* _Exercise_
Of the lines in the data below, write out exactly those from the one holding "bthesorceror: Can we" through the one holding "PR #1339, opened 2018-11-09", both included.

* _Supplied records_
PR #1333, opened 2018-11-09
Add a Flux editor to the VEO

chnn:
editor

Adds a basic Flux editor to the VEO. Queries can be run and saved to a cell. Editing a cell will populate the Flux editor with the cell's query. All cells are assumed to be Flux cells for now. It is also assumed that a Flux cell only has a single query.


ui/src/shared/components/TimeMachine.tsx
```diff
@@ -92,21 +94,21 @@ class TimeMachine extends PureComponent<Props> {
     )
   }
 
-  private get customizationPanels(): JSX.Element {
+  private get bottom(): JSX.Element {
```
bthesorceror: Can we move this getter to a separate component? I think we should move away from getters that return `JSX.Element` in most cases.

chnn: sounds like a good guideline to follow, I'll update this

Issue #1336, opened 2018-11-09
bug: transpiler group by time 


jlapacik:
Given the following input data:

[...]

PR #1337, opened 2018-11-09
transpiler test case for basic group by time

jlapacik:
This is the test case that produces #1336 . It is skipped for right now.


jlapacik:
Incorrect input data was used for this test case. `basic_random_group_by_time_sum.in.json` has been updated with the correct input data and I have un-skipped the test case. The test passes and so I am closing #1336 .

PR #1339, opened 2018-11-09
transpiler test case for grouping by time interval (windowing)

jlapacik:
This is the test case that produced #1338 . It is skipped because currently failing.


jlapacik:
I updated this test case to use correct input data. Currently the test still fails due to slight differences in the serialized floating point values.

PR #1342, opened 2018-11-09
ci: re-enable race builds in circle config

mark-rushakoff:
I looked through the past few days of Circle Go failures, and they all
appeared to be real test errors, indicating that the -p=8 flag most
likely fixed the linker OOMs we were seeing.

If the race-enabled tests continue to OOM, we can try setting -p=2 to
match the number of CPUs actually available on our Circle container.


mark-rushakoff:
I've run this branch ten times and it's passed every time: https://circleci.com/gh/influxdata/workflows/platform/tree/ci%2Fre-enable-race-tests

I don't know what frequency we were seeing OOMs on race tests before, but this is at least encouraging.

PR #1345, opened 2018-11-12
reduce parsing and copying of tags

zhulongcheng:
Closes #

This PR is to reduce parsing and copying of tags in `ExplodePoints`.

  - [x] Rebased/mergeable
  - [x] Tests pass

### DIFF
--- a/tsdb/explode.go
+++ b/tsdb/explode.go
@@ -45,19 +45,19 @@ func ExplodePoints(org, bucket platform.ID, points []models.Point) ([]models.Poi
 	ob := EncodeName(org, bucket)
 	name := string(ob[:])
 
-	var tags models.Tags
+	tags := make(models.Tags, 2)
 	for _, pt := range points {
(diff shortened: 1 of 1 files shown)


tsdb/explode.go
```diff
@@ -45,19 +45,19 @@ func ExplodePoints(org, bucket platform.ID, points []models.Point) ([]models.Poi
 	ob := EncodeName(org, bucket)
 	name := string(ob[:])
 
-	var tags models.Tags
+	tags := make(models.Tags, 2)
 	for _, pt := range points {
-		t := pt.Time()
+		tags = tags[:1]
```
e-dard: I feel like this would read in a better way if you did this:

```go
tags  = tags[:2]
tags[1] = models.NewTag(MeasurementTagKeyBytes, pt.Name())
pt.ForEachTag(func(k, v []byte) bool {
...
...
```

* _Task result_
bthesorceror: Can we move this getter to a separate component? I think we should move away from getters that return `JSX.Element` in most cases.

chnn: sounds like a good guideline to follow, I'll update this

Issue #1336, opened 2018-11-09
bug: transpiler group by time 


jlapacik:
Given the following input data:

[...]

PR #1337, opened 2018-11-09
transpiler test case for basic group by time

jlapacik:
This is the test case that produces #1336 . It is skipped for right now.


jlapacik:
Incorrect input data was used for this test case. `basic_random_group_by_time_sum.in.json` has been updated with the correct input data and I have un-skipped the test case. The test passes and so I am closing #1336 .

PR #1339, opened 2018-11-09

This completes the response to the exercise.